* Activity
The lines below are to be quoted exactly, from the first through the one that contains "However, the Uri".

Dataset Start Marker

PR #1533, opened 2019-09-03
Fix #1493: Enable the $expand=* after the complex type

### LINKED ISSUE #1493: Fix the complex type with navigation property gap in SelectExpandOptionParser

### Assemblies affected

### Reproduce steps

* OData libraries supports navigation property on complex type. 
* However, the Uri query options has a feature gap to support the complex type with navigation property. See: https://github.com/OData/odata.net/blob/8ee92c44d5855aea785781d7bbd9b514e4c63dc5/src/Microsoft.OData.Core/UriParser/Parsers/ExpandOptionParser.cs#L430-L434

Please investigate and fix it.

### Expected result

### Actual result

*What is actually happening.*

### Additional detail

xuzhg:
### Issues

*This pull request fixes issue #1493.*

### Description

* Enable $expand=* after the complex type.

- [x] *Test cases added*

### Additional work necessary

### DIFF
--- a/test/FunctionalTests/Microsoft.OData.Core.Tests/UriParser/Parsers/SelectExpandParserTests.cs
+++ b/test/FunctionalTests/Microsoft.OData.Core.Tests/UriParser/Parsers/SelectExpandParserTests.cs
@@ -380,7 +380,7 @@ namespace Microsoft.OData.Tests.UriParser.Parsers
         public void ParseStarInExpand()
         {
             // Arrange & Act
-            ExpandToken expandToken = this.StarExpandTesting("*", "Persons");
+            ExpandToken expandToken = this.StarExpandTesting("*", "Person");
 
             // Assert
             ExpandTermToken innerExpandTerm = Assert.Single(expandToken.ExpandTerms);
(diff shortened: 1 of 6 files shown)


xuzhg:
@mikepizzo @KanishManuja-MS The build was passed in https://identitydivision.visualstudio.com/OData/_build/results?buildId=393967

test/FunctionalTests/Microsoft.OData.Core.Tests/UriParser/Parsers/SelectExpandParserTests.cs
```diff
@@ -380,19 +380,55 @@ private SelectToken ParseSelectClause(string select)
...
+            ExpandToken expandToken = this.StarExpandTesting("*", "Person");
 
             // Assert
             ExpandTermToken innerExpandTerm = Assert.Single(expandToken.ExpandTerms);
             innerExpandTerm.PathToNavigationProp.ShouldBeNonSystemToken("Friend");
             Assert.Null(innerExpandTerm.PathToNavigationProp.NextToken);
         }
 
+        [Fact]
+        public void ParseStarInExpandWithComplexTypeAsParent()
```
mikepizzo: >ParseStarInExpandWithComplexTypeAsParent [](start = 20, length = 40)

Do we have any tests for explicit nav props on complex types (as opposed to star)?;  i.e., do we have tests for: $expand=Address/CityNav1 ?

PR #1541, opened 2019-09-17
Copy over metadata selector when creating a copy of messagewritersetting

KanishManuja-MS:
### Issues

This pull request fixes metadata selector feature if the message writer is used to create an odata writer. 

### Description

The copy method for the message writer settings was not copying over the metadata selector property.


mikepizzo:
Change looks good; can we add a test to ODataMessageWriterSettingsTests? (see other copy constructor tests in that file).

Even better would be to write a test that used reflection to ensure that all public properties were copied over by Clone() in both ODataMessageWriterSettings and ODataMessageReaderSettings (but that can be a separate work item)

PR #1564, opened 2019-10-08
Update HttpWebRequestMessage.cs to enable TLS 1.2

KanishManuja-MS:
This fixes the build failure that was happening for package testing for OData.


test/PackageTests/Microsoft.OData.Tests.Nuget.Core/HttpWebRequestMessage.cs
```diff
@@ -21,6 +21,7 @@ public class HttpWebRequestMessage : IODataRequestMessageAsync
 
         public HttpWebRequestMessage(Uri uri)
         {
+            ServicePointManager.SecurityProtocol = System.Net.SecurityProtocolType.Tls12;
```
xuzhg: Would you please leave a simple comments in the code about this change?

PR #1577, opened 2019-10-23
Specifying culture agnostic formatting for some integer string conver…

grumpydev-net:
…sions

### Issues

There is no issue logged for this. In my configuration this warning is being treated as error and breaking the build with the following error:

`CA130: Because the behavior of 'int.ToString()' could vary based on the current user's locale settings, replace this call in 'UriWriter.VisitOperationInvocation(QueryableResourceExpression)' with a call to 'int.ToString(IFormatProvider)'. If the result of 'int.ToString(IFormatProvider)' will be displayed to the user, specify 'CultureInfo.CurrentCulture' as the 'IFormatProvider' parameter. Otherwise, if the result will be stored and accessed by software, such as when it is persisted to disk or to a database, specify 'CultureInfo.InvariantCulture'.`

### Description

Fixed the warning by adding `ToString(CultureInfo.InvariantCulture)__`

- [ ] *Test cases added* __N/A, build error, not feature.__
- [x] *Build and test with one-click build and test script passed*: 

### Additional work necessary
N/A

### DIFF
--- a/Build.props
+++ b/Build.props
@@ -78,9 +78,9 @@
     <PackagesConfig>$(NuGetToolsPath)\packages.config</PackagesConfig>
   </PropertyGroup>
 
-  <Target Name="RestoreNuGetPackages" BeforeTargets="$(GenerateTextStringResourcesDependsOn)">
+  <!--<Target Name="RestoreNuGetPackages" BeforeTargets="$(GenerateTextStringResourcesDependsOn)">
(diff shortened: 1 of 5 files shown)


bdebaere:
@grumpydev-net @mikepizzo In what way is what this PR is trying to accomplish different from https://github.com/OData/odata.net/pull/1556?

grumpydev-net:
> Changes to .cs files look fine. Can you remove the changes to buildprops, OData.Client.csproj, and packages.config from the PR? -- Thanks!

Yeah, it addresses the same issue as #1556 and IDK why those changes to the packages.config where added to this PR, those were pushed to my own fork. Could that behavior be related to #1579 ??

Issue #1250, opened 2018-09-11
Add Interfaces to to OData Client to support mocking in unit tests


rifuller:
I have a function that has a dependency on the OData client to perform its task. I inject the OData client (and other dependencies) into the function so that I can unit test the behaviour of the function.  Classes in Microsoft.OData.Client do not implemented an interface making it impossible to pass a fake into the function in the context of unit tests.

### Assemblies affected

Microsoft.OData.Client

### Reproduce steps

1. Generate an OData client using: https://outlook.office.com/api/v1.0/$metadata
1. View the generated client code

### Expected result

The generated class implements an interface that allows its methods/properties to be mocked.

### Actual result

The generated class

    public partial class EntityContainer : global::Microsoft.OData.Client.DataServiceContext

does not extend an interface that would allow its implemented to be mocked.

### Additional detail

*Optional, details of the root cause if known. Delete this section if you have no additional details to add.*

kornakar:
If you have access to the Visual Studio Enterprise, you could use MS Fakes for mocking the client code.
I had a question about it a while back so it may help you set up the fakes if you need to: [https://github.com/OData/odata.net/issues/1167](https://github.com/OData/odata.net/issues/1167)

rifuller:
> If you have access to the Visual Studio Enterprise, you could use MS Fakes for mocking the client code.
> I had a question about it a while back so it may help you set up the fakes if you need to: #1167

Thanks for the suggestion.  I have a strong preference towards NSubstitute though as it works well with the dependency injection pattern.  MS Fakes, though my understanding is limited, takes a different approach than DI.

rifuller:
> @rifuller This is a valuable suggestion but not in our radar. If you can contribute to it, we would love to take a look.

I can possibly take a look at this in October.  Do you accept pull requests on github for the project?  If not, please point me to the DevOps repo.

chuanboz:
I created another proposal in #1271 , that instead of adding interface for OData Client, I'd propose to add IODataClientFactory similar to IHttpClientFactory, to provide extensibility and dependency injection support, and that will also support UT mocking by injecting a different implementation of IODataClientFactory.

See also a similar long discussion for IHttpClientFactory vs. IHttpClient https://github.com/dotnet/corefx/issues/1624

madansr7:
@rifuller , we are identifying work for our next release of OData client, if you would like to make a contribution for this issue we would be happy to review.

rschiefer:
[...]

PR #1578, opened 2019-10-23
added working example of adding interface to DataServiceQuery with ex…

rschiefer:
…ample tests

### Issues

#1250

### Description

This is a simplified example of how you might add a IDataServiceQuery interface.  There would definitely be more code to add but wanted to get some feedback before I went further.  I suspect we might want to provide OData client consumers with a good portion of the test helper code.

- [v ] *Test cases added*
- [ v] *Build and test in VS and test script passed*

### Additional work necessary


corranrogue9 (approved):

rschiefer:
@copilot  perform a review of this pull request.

Dataset End Marker

* Task answer
PR #1533, opened 2019-09-03
Fix #1493: Enable the $expand=* after the complex type

### LINKED ISSUE #1493: Fix the complex type with navigation property gap in SelectExpandOptionParser

### Assemblies affected

### Reproduce steps

* OData libraries supports navigation property on complex type. 
* However, the Uri query options has a feature gap to support the complex type with navigation property. See: https://github.com/OData/odata.net/blob/8ee92c44d5855aea785781d7bbd9b514e4c63dc5/src/Microsoft.OData.Core/UriParser/Parsers/ExpandOptionParser.cs#L430-L434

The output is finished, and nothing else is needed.